PROVIDED RECORDS START
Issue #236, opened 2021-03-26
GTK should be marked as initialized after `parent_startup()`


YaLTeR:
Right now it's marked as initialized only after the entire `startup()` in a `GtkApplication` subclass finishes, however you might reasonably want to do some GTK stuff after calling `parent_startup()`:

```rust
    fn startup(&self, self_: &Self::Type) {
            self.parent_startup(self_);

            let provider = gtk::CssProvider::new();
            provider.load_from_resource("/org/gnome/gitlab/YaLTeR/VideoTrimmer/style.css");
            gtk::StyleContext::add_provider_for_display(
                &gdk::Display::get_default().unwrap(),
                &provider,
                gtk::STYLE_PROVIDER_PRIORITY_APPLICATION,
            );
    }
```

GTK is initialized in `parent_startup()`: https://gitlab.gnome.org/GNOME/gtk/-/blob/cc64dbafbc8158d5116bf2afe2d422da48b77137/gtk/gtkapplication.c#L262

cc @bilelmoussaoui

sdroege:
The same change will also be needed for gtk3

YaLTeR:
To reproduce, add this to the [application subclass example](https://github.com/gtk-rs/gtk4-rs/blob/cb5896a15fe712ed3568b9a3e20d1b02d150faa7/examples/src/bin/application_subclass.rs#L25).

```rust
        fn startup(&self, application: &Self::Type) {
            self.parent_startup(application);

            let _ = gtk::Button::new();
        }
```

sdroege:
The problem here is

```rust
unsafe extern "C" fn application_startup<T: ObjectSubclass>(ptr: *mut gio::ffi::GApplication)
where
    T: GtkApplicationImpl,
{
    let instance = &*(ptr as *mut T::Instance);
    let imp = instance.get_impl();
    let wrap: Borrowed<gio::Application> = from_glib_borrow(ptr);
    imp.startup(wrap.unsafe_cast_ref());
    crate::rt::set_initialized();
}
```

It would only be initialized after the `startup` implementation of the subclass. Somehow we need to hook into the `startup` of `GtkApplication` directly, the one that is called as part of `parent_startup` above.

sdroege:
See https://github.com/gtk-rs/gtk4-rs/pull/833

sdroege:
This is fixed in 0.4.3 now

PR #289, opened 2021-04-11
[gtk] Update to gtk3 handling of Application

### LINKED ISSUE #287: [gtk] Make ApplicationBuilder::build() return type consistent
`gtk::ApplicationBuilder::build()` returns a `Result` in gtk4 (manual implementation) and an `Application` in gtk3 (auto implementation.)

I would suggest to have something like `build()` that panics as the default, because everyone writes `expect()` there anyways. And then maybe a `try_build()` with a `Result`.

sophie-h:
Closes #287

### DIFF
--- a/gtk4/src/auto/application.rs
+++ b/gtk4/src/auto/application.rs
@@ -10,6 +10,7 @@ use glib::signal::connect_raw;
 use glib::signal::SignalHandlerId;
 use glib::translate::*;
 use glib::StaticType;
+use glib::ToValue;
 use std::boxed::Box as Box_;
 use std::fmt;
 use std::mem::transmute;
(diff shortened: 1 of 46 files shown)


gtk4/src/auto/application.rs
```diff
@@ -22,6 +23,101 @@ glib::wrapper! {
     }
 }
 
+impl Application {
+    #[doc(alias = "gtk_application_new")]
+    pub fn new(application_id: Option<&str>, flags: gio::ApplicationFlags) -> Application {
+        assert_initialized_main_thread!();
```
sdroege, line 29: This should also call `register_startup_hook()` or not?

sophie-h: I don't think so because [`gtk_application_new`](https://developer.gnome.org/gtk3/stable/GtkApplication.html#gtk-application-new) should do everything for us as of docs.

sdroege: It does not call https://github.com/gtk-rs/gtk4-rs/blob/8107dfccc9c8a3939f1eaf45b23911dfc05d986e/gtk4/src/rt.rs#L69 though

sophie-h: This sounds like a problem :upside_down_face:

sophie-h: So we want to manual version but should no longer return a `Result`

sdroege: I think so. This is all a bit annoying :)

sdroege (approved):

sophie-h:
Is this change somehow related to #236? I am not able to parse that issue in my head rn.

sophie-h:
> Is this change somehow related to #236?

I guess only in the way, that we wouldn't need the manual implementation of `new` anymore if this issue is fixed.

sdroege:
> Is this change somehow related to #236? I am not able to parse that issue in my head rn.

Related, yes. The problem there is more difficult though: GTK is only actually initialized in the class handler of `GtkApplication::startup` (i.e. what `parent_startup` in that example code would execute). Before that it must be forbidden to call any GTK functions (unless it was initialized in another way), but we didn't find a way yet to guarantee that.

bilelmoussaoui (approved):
PROVIDED RECORDS END
Search the data above for the word "change". Copy each line it is in.

SOLUTION TO THIS TASK:
The same change will also be needed for gtk3
Is this change somehow related to #236? I am not able to parse that issue in my head rn.
> Is this change somehow related to #236?
> Is this change somehow related to #236? I am not able to parse that issue in my head rn.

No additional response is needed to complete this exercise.